Material shown section start
PR #3619, opened 2024-06-06
Dynamic validation for workload identity permissions and requirements

rajdeepc2792:

JIRA: [ARO-4376](https://issues.redhat.com/browse/ARO-4376)

For the MIWI Cluster feature, this PR performs dynamic validation for the Platform Workload Identities and Cluster MSI.
Uses CheckAccessV2 to validate the actions for all the Platform Workload Identities and Cluster MSI.

During Cluster Creation:-
- Fetch PlatformWorkloadIdentityRoleSet for the requested OCP version.
- Match the count and OperatorNames associated with customer provided Platform Workload Identities and fetched PlatformWorkloadIdentityRoleSet.
- Check permissions on the network resources for all the Platform Workload Identities using CheckAccessV2
- Check the count of Cluster MSI(User Assigned Identity), it should be one.
- Check the permission/actions(RoleAzureRedHatOpenShiftFederatedCredentialRole) on Platform Workload Identity for Cluster MSI.

### Test plan for issue:
- [x] Unit Tests
- [x] CI
- [x] CI e2e
- [x] Local cluster installation

No

None of the environment should have an impact due to this change as the additional validation will only happen for MIWI clusters.


pkg/portal/middleware/aad.go
```diff
@@ -308,7 +309,7 @@ func (a *aad) callback(w http.ResponseWriter, r *http.Request) {
 		return
 	}
 
-	groupsIntersect := GroupsIntersect(a.allGroups, claims.Groups)
+	groupsIntersect := stringutils.GroupsIntersect(a.allGroups, claims.Groups)
```
cadenmarchese, line 312: thanks for the cleanup!

pkg/validate/dynamic/platformworkloadidentityprofile.go
```diff
@@ -0,0 +1,108 @@
...
+// Copyright (c) Microsoft Corporation.
+// Licensed under the Apache License 2.0.
+
+func (dv *dynamic) ValidatePlatformWorkloadIdentityProfile(ctx context.Context, oc *api.OpenShiftCluster, platformWorkloadIdentityRoles []api.PlatformWorkloadIdentityRole, roleDefinitions armauthorization.RoleDefinitionsClient) error {
+	dv.log.Print("ValidatePlatformWorkloadIdentityProfile")
+
+	platformIdentitiesActionsMap := map[string][]string{}
+
+	requiredOperatorIdentities := []string{}
+	recievedOperatorIdentities := []string{}
```
cadenmarchese, line 25: Just a super nit, totally optional:
```
var (
	platformIdentitiesActionsMap map[string][]string{}
	requiredOperatorIdentities []string{}
	recievedOperatorIdentities []string{}
)
```
Since you have three next to each other I think it reads cleaner like this.

pkg/validate/dynamic/platformworkloadidentityprofile.go
```diff
@@ -0,0 +1,108 @@
...
+	for _, role := range platformWorkloadIdentityRoles {
+		requiredOperatorIdentities = append(requiredOperatorIdentities, role.OperatorName)
+	}
+	for _, role := range oc.Properties.PlatformWorkloadIdentityProfile.PlatformWorkloadIdentities {
+		recievedOperatorIdentities = append(recievedOperatorIdentities, role.OperatorName)
+	}
+	ok := stringutils.ElementsMatch(requiredOperatorIdentities, recievedOperatorIdentities)
+	if !ok {
+		return api.NewCloudError(http.StatusBadRequest, api.CloudErrorCodePlatformWorkloadIdentityMismatch,
```
cadenmarchese, line 34: Can we also return the required identities here? Something like `"properties.ValidatePlatformWorkloadIdentityProfile.PlatformWorkloadIdentities", "There's a mismatch between the required and expected set of platform workload identities for the requested OpenShift version '%s'. The required identities are '%v'", oc.Properties.ClusterProfile.Version, requiredOperatorIdentities)`
Or something like that.

pkg/validate/dynamic/platformworkloadidentityprofile.go
```diff
@@ -0,0 +1,108 @@
...
+		if len(definition.Properties.Permissions) <= 0 {
+			return api.NewCloudError(http.StatusInternalServerError, api.CloudErrorCodeInvalidClusterMSICount,
+				"dynamic.ValidatePlatformWorkloadIdentityProfile", "No Permissions exists for the role %s", role.RoleDefinitionID)
+		}
+
+		actions := []string{}
+		for _, action := range definition.Properties.Permissions[0].Actions {
+			actions = append(actions, *action)
+		}
+		platformIdentitiesActionsMap[role.OperatorName] = actions
```
cadenmarchese, line 58: This code is duplicated in `validateClusterMSIPermissions()` - should we make a new shared function for both?

pkg/validate/openshiftcluster_validatedynamic.go
```diff
@@ -159,10 +164,22 @@ func (dv *openShiftClusterDynamicValidator) Dynamic(ctx context.Context) error {
 		pdpClient,
 	)
 
-	// SP validation
-	err = spDynamic.ValidateServicePrincipal(ctx, spClientCred)
-	if err != nil {
-		return err
+	if dv.oc.Properties.PlatformWorkloadIdentityProfile == nil || dv.oc.Properties.ServicePrincipalProfile != nil {
```
cadenmarchese, line 167: cc @slawande2 - here's another place we want to be able to use a shared function to determine if a cluster is workload identity enabled or not.

cadenmarchese (commented):
the draft is looking good! I left a few small comments / nits on the validation logic.

pkg/validate/dynamic/platformworkloadidentityprofile.go
rajdeepc2792: Added a shared function for the same.

pkg/validate/dynamic/platformworkloadidentityprofile.go
rajdeepc2792: Now only using platformIdentitiesActionsMap, so don't need it now.

pkg/util/azureclient/azuresdk/armauthorization/roledefinitions.go
```diff
@@ -0,0 +1,26 @@
...
+	GetByID(ctx context.Context, roleID string, options *armauthorization.RoleDefinitionsClientGetByIDOptions) (armauthorization.RoleDefinitionsClientGetByIDResponse, error)
+}
+
+type roleDefinitionsClient struct {
+	armauthorization.RoleDefinitionsClient
+}
+
+var _ RoleDefinitionsClient = &roleDefinitionsClient{}
+
+func NewRoleDefinitionsClient(credential azcore.TokenCredential, options *arm.ClientOptions) (RoleDefinitionsClient, error) {
```
niontive, line 24: In general, we should return structs, not interfaces. It makes code more flexible and robust. https://duncanleung.com/go-idiom-accept-interfaces-return-types/

pkg/util/platformworkloadidentity/platformworkloadidentityrolesbyversion.go
```diff
@@ -0,0 +1,49 @@
...
+	GetPlatformWorkloadIdentityRoles() []api.PlatformWorkloadIdentityRole
+}
+
+// platformWorkloadIdentityRolesByVersionService is the default implementation of the PlatformWorkloadIdentityRolesByVersion interface.
+type platformWorkloadIdentityRolesByVersionService struct {
+	platformWorkloadIdentityRoles []api.PlatformWorkloadIdentityRole
+}
+
+func NewPlatformWorkloadIdentityRolesByVersion(ctx context.Context, oc *api.OpenShiftCluster, dbPlatformWorkloadIdentityRoleSets database.PlatformWorkloadIdentityRoleSets) (PlatformWorkloadIdentityRolesByVersion, error) {
+	if oc.Properties.PlatformWorkloadIdentityProfile == nil || oc.Properties.ServicePrincipalProfile != nil {
```
niontive, line 25: Another place for shared function to check if MIWI cluster

pkg/validate/dynamic/platformworkloadidentityprofile.go
```diff
@@ -0,0 +1,117 @@
...
+
+	for _, role := range oc.Properties.PlatformWorkloadIdentityProfile.PlatformWorkloadIdentities {
+		platformIdentitiesActionsMap[role.OperatorName] = nil
+	}
+
+	for _, role := range platformWorkloadIdentityRoles {
+		_, ok := platformIdentitiesActionsMap[role.OperatorName]
+		if !ok {
+			requiredOperatorIdentities := []string{}
+			for _, role := range platformWorkloadIdentityRoles {
```
kimorris27, line 31: You could rename this loop variable to something other than `role`, since it shadows the `role` variable declared for the outer loop and makes the code a little confusing to read.

Or alternatively you could do something like this:

```
roleIsMissing := false
requiredOperatorIdentities := []string{}
for _, role := range platformWorkloadIdentityRoles {
    requiredOperatorIdentities = append(requiredOperatorIdentities, role.OperatorName)
    if role not in platformIdentitiesActionsMap {
        roleIsMissing = true
    }
}

if roleIsMissing || len(platformWorkloadIdentityRoles) != len(platformIdentitiesActionsMap) {
    return the error
}
```

Note that I'm also checking the length of the cx's role set, which I think your original implementation is missing; in addition to making sure they haven't missed any, we want to make sure they aren't providing extras either.

pkg/validate/dynamic/dynamic.go
```diff
@@ -438,22 +424,28 @@ func (c closure) usingCheckAccessV2() (bool, error) {
...
-			c.dv.log.Infof("The result didn't include permission %s", action)
 			return false, nil
 		}
 	}
+	if len(actionsToFind) > 0 {
+		missingActions := []string{}
+		for missingAction := range actionsToFind {
+			missingActions = append(missingActions, missingAction)
+		}
+		c.dv.log.Infof("The result didn't include permissions %v", missingActions)
```
kimorris27, line 446: We should also log the name or object ID of the SP/identity being validated so that SREs reading the RP logs will know which identity is missing the permissions when they read this message.

pkg/validate/dynamic/dynamic.go
```diff
@@ -438,22 +424,28 @@ func (c closure) usingCheckAccessV2() (bool, error) {
...
-		if !found {
-			c.dv.log.Infof("The result didn't include permission %s", action)
 			return false, nil
 		}
 	}
+	if len(actionsToFind) > 0 {
+		missingActions := []string{}
+		for missingAction := range actionsToFind {
+			missingActions = append(missingActions, missingAction)
+		}
```
kimorris27, line 445: IMO we don't need to declare a new slice and copy over the `actionsToFind` just to effectively "rename" the slice. We could use `actionsToFind` directly in the log statement.

pkg/validate/dynamic/dynamic.go
```diff
@@ -386,12 +372,12 @@ func (dv *dynamic) validateNatGatewayPermissions(ctx context.Context, s Subnet)
 	return err
 }
 
-func (dv *dynamic) validateActions(ctx context.Context, r *azure.Resource, actions []string) error {
+func (dv *dynamic) validateActionsByOID(ctx context.Context, r *azure.Resource, actions []string, oid *string) error {
```
kimorris27, line 375: I recommend adding a doc comment on this function.

pkg/validate/dynamic/dynamic.go
```diff
@@ -780,13 +772,31 @@ func (dv *dynamic) ValidatePreConfiguredNSGs(ctx context.Context, oc *api.OpenSh
 	return nil
 }
 
+func (dv *dynamic) validateActions(ctx context.Context, r *azure.Resource, actions []string) (*string, error) {
```
kimorris27, line 775: I recommend adding a doc comment on this function, especially to make it easier for readers to understand what the string pointer return value is for.

pkg/util/azureclient/azuresdk/armauthorization/roledefinitions.go
rajdeepc2792: Throughout the codebase this is the norm to use the Interface to hide the Client function implementation that is not needed. I am happy to use the concrete struct type, but can you please point how to approach this here?

pkg/validate/dynamic/platformworkloadidentityprofile.go
```diff
@@ -0,0 +1,117 @@
...
+				requiredOperatorIdentities = append(requiredOperatorIdentities, role.OperatorName)
+			}
+			return api.NewCloudError(http.StatusBadRequest, api.CloudErrorCodePlatformWorkloadIdentityMismatch,
+				"properties.ValidatePlatformWorkloadIdentityProfile.PlatformWorkloadIdentities", "There's a mismatch between the required and expected set of platform workload identities for the requested OpenShift version '%s'. The required platform workload identities are '%v'", oc.Properties.ClusterProfile.Version, requiredOperatorIdentities)
```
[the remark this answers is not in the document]
rajdeepc2792: Done.

pkg/validate/dynamic/platformworkloadidentityprofile.go
```diff
@@ -0,0 +1,117 @@
...
+
+func getActionsForRoleDefinition(ctx context.Context, roleDefinitionID string, roleDefinitions armauthorization.RoleDefinitionsClient, errorStatusCode int) ([]string, error) {
+	definition, err := roleDefinitions.GetByID(ctx, roleDefinitionID, &sdkauthorization.RoleDefinitionsClientGetByIDOptions{})
+	if err != nil {
+		return nil, err
+	}
+
+	if len(definition.RoleDefinition.Properties.Permissions) <= 0 {
+		return nil, api.NewCloudError(errorStatusCode, api.CloudErrorCodeInvalidClusterMSICount,
+			"dynamic.validateClusterMSIPermissions", "No Permissions exists for the role %s", rbac.RoleAzureRedHatOpenShiftFederatedCredentialRole)
```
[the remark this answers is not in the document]
rajdeepc2792: Logs are added for each role.

pkg/validate/dynamic/platformworkloadidentityprofile.go
```diff
@@ -0,0 +1,117 @@
...
+	return nil
+}
+
+func getActionsForRoleDefinition(ctx context.Context, roleDefinitionID string, roleDefinitions armauthorization.RoleDefinitionsClient, errorStatusCode int) ([]string, error) {
+	definition, err := roleDefinitions.GetByID(ctx, roleDefinitionID, &sdkauthorization.RoleDefinitionsClientGetByIDOptions{})
+	if err != nil {
+		return nil, err
+	}
+
+	if len(definition.RoleDefinition.Properties.Permissions) <= 0 {
```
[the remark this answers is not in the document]
rajdeepc2792: Changed the condition to `==`

pkg/validate/dynamic/platformworkloadidentityprofile.go
rajdeepc2792: Thanks for providing the snippet, used it as it is. Yes, the length check was added in the local branch, but used your provided approach.

pkg/validate/dynamic/dynamic.go
rajdeepc2792: When using `actionsToFind` directly, it gives the error as:-
`The result didn't include permissions map[Microsoft.Network/natGateways/write:{}] for object ID: billyqeillor`

pkg/util/platformworkloadidentity/platformworkloadidentityrolesbyversion.go
```diff
@@ -0,0 +1,49 @@
...
+
+	for _, doc := range docs.PlatformWorkloadIdentityRoleSetDocuments {
+		if requestedInstallVersion == doc.PlatformWorkloadIdentityRoleSet.Properties.OpenShiftVersion {
+			return &platformWorkloadIdentityRolesByVersionService{
+				platformWorkloadIdentityRoles: doc.PlatformWorkloadIdentityRoleSet.Properties.PlatformWorkloadIdentityRoles,
+			}, nil
+		}
+	}
+
+	return nil, api.NewCloudError(http.StatusBadRequest, api.CloudErrorCodeInvalidParameter, "properties.clusterProfile.version", "No PlatformWorkloadIdentityRoleSet found for the requested OpenShift version '%s'.", requestedInstallVersion)
```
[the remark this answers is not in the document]
rajdeepc2792: This is changed to just pointing the cluster creator to open an Azure Support Ticket.

pkg/util/platformworkloadidentity/platformworkloadidentityrolesbyversion.go
```diff
@@ -0,0 +1,49 @@
...
+
+	for _, doc := range docs.PlatformWorkloadIdentityRoleSetDocuments {
+		if requestedInstallVersion == doc.PlatformWorkloadIdentityRoleSet.Properties.OpenShiftVersion {
+			return &platformWorkloadIdentityRolesByVersionService{
+				platformWorkloadIdentityRoles: doc.PlatformWorkloadIdentityRoleSet.Properties.PlatformWorkloadIdentityRoles,
+			}, nil
+		}
+	}
+
+	return nil, api.NewCloudError(http.StatusBadRequest, api.CloudErrorCodeInvalidParameter, "properties.clusterProfile.version", "No PlatformWorkloadIdentityRoleSet found for the requested OpenShift version '%s'. Please retry with different OpenShift version, and if the issue persists, raise an Azure support ticket", requestedInstallVersion)
```
kimorris27, line 44:
```suggestion
	return nil, api.NewCloudError(http.StatusBadRequest, api.CloudErrorCodeInvalidParameter, "properties.clusterProfile.version", "No PlatformWorkloadIdentityRoleSet found for the requested OpenShift version '%s'. Please either raise an Azure support ticket or retry with a different OpenShift version", requestedInstallVersion)
```

I'm suggesting this tweak because I don't think asking the customer to retry with a different OpenShift version provides a good UX. We could also connect with PM to see what they think about the messaging here.

pkg/validate/dynamic/platformworkloadidentityprofile.go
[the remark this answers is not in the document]
kimorris27: Where did you add the log statements? I'm having trouble finding them.

pkg/validate/dynamic/platformworkloadidentityprofile.go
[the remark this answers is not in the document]
kimorris27: I wasn't necessarily asking for a change here. I was just curious what made you choose to use `<= 0` rather than `!= 1`, which makes the most sense to me if we're assuming that the slice should contain exactly 1 element.

pkg/validate/dynamic/dynamic.go
kimorris27: It looks like you changed it to align with my suggestion though. How did you end up fixing that error after you encountered it?

kimorris27 (commented):
I made one more pass with some follow-up questions on my initial comments.

pkg/api/v20240812preview/openshiftcluster_validatestatic.go
```diff
@@ -499,5 +499,10 @@ func (sv openShiftClusterStaticValidator) validatePlatformIdentities(oc *OpenShi
 	if clusterIdentityPresent != operatorRolePresent {
 		return api.NewCloudError(http.StatusBadRequest, api.CloudErrorCodeInvalidParameter, "identity", "Cluster identity and platform workload identities require each other.")
 	}
+
+	if operatorRolePresent && len(oc.Identity.UserAssignedIdentities) != 1 {
+		return api.NewCloudError(http.StatusBadRequest, api.CloudErrorCodeInvalidParameter, "identity", "The provided set of user assigned identities is invalid; there should be exactly one.")
```
hlipsig, line 504: Is there any documentation link we should be returning to users here?

pkg/validate/dynamic/dynamic.go
rajdeepc2792: So the output/error-message in my last comment is the output of a unit-test.
Yes, I changed it to your suggested way. So question here is to keep it like this or revert to the earlier way?
The difference is in the error message format:-
Current:- `The result didn't include permissions map[Microsoft.Network/natGateways/write:{}] for object ID: billyqeillor`
Revert:- `The result didn't include permissions [Microsoft.Network/natGateways/write] for object ID: billyqeillor`

pkg/cluster/cluster.go
```diff
@@ -270,10 +286,11 @@ func New(ctx context.Context, log *logrus.Entry, _env env.Interface, db database
...
 
-		installViaHive:                    installViaHive,
-		adoptViaHive:                      adoptByHive,
-		hiveClusterManager:                hiveClusterManager,
-		now:                               func() time.Time { return time.Now() },
-		openShiftClusterDocumentVersioner: new(openShiftClusterDocumentVersionerService),
+		installViaHive:                         installViaHive,
+		adoptViaHive:                           adoptByHive,
+		hiveClusterManager:                     hiveClusterManager,
+		now:                                    func() time.Time { return time.Now() },
```
hlipsig, line 292: Do we need Now on line 128 and here?

pkg/api/v20240812preview/openshiftcluster_validatestatic.go
rajdeepc2792: I used the following usage of `support ticket`  when returning for other error in the backend:- https://github.com/Azure/ARO-RP/blob/master/pkg/util/steps/condition.go#L120
I can reach region leads for the better framing/detailing of this error message.

pkg/util/platformworkloadidentity/platformworkloadidentityrolesbyversion.go
rajdeepc2792: Yes good idea. @hlipsig raised to add a link to sop to open a support ticket as a ref here.

pkg/validate/dynamic/platformworkloadidentityprofile.go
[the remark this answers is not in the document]
rajdeepc2792: It is here:- https://github.com/Azure/ARO-RP/pull/3619/commits/c5cdb7bdadc8e943bcb07e596d8203149551e5b3#diff-37d477b0fa9b192907f2c28202177e7551e270d8473c804b223075610b310d53R82

pkg/validate/dynamic/platformworkloadidentityprofile.go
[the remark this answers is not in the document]
rajdeepc2792: I don't have any idea why `<=` was used previously when the PR was in draft, also since there were 2 weeks of on-call in between it doesn't help to remember.
I agree that it makes no sense at all to have `<=0` and it is supposed to be `!=1`.

pkg/cluster/cluster.go
rajdeepc2792: Yes I think so, this part hasn't been touched in this PR. And now is being used here:- https://github.com/Azure/ARO-RP/blob/master/pkg/cluster/install.go#L415

pkg/validate/dynamic/dynamic.go
kimorris27: Oh... I missed that `actionToFind` is a map and `missingActions` was a slice. I originally thought one slice was just being copied into another slice here.

Now that I properly get what's going on, I'd say to revert this change so we have the nicer error message format.

pkg/validate/dynamic/platformworkloadidentityprofile.go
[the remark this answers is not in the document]
kimorris27: Looks good then!

pkg/validate/dynamic/platformworkloadidentityprofile.go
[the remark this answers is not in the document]
kimorris27: > also since there were 2 weeks of on-call in between it doesn't help to remember

:laughing::laughing::laughing:

pkg/util/platformworkloadidentity/platformworkloadidentityrolesbyversion.go
```diff
@@ -0,0 +1,49 @@
...
+
+	requestedInstallVersion := oc.Properties.ClusterProfile.Version
+
+	docs, err := dbPlatformWorkloadIdentityRoleSets.ListAll(ctx)
+	if err != nil {
+		return nil, err
+	}
+
+	for _, doc := range docs.PlatformWorkloadIdentityRoleSetDocuments {
+		if requestedInstallVersion == doc.PlatformWorkloadIdentityRoleSet.Properties.OpenShiftVersion {
```
rajdeepc2792, line 37: Don't use the patch version to locate the rolesets entry for the version, as the rolesets are defined in db as per minor version. For Eg:- 4.14, 4.15 etc.

pkg/util/platformworkloadidentity/platformworkloadidentityrolesbyversion.go
```diff
@@ -0,0 +1,81 @@
...
+		return nil, err
+	}
+
+	if oc.Properties.PlatformWorkloadIdentityProfile.UpgradeableTo != nil {
+		upgradeableVersion, err := version.ParseVersion(string(*oc.Properties.PlatformWorkloadIdentityProfile.UpgradeableTo))
+		if err != nil {
+			return nil, err
+		}
+		upgradeableMinorVersion := upgradeableVersion.MinorVersion()
+		if currentMinorVersion != upgradeableMinorVersion && !currentOpenShiftVersion.Lt(upgradeableVersion) {
```
cadenmarchese, line 50: Do we want to handle cases where `currentOpenShiftVersion.Lt(upgradeableVersion)` or just ignore it?

pkg/util/platformworkloadidentity/platformworkloadidentityrolesbyversion.go
```diff
@@ -0,0 +1,81 @@
...
+	currentMinorVersion := currentOpenShiftVersion.MinorVersion()
+	requiredMinorVersions := map[string]bool{currentMinorVersion: false}
+	platformWorkloadIdentityRoles := []api.PlatformWorkloadIdentityRole{}
+
+	docs, err := dbPlatformWorkloadIdentityRoleSets.ListAll(ctx)
+	if err != nil {
+		return nil, err
+	}
+
+	if oc.Properties.PlatformWorkloadIdentityProfile.UpgradeableTo != nil {
```
cadenmarchese, line 44: IMO, this whole file could benefit from some code comments for reviewers and readability in general. I can mostly follow the logic but for others who might not be aware of the assumptions we are making around upgradeableTo and what specifically we are validating I think it would help!

pkg/util/platformworkloadidentity/platformworkloadidentityrolesbyversion_test.go
```diff
@@ -0,0 +1,122 @@
...
+	"testing"
+
+	"github.com/Azure/ARO-RP/pkg/api"
+	"github.com/Azure/ARO-RP/pkg/database"
+	testdatabase "github.com/Azure/ARO-RP/test/database"
+	"github.com/Azure/ARO-RP/test/util/deterministicuuid"
+	utilerror "github.com/Azure/ARO-RP/test/util/error"
+)
+
+const fakeClusterSPObjectId = "00000000-0000-0000-0000-000000000000"
```
cadenmarchese, line 17: nit - IMO the const isn't really needed, it's only used once.

pkg/validate/openshiftcluster_validatedynamic.go
cadenmarchese: Should we move over to the shared function here?

cadenmarchese (commented):
great work! I only have small comments and questions.

pkg/util/platformworkloadidentity/platformworkloadidentityrolesbyversion.go
rajdeepc2792: We can ignore it, as it will mean that the cluster is upgraded and will be ignored as part of the validation.

pkg/validate/openshiftcluster_validatedynamic.go
```diff
@@ -112,51 +120,67 @@ func (dv *openShiftClusterDynamicValidator) Dynamic(ctx context.Context) error {
...
+	} else {
+		// PlatformWorkloadIdentity and ClusterMSIIdentity Validation
+		spDynamic = dynamic.NewValidator(
+			dv.log,
+			dv.env,
+			dv.env.Environment(),
+			dv.subscriptionDoc.ID,
+			nil,
+			nil,
+			dynamic.AuthorizerClusterServicePrincipal,
```
kimorris27, line 176: This authorizer type gets included in error messages, so if we use the existing `AuthorizerClusterServicePrincipal`, we're going to print some misleading stuff in error messages about a "service principal" that's missing permissions. I think it might be a good idea to define a new `AuthorizerType` for managed identities and pass it in here. Your thoughts?

pkg/validate/dynamic/platformworkloadidentityprofile.go
```diff
@@ -0,0 +1,130 @@
...
+		if oc.Properties.PlatformWorkloadIdentityProfile.UpgradeableTo != nil {
+			upgradeableVersion, err := version.ParseVersion(string(*oc.Properties.PlatformWorkloadIdentityProfile.UpgradeableTo))
+			if err != nil {
+				return err
+			}
+			if !upgradeableVersion.Eq(currentOpenShiftVersion) && !currentOpenShiftVersion.Lt(upgradeableVersion) {
+				v = fmt.Sprintf("%s or %s", v, string(*oc.Properties.PlatformWorkloadIdentityProfile.UpgradeableTo))
+			}
+		}
+		return api.NewCloudError(http.StatusBadRequest, api.CloudErrorCodePlatformWorkloadIdentityMismatch,
```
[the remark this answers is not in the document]
rajdeepc2792: So the failure here can be because of the platform identity validation failures. Those missing platform identities can be of either the current or upgradeableTo version.

pkg/validate/dynamic/platformworkloadidentityprofile.go
```diff
@@ -0,0 +1,130 @@
...
+	for _, pwi := range oc.Properties.PlatformWorkloadIdentityProfile.PlatformWorkloadIdentities {
+		_, ok := platformWorkloadIdentityRolesByRoleName[pwi.OperatorName]
+		if ok {
+			dv.platformIdentitiesActionsMap[pwi.OperatorName] = nil
+			dv.platformIdentities = append(dv.platformIdentities, pwi)
+		}
+	}
+
+	// Check if any required platform identity is missing
+	if len(dv.platformIdentities) != len(platformWorkloadIdentityRolesByRoleName) {
```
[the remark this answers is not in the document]
rajdeepc2792: Yes, because the customer can bring workload identities for their own workloads.

pkg/validate/dynamic/platformworkloadidentityprofile.go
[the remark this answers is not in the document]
Material shown section end
◆ **Work instruction**
Please return exactly the lines from the first line of the material through the one with "- Fetch PlatformWorkloadIdentityRoleSet", and no lines after it.

◆ **Reply**
PR #3619, opened 2024-06-06
Dynamic validation for workload identity permissions and requirements

rajdeepc2792:

JIRA: [ARO-4376](https://issues.redhat.com/browse/ARO-4376)

For the MIWI Cluster feature, this PR performs dynamic validation for the Platform Workload Identities and Cluster MSI.
Uses CheckAccessV2 to validate the actions for all the Platform Workload Identities and Cluster MSI.

During Cluster Creation:-
- Fetch PlatformWorkloadIdentityRoleSet for the requested OCP version.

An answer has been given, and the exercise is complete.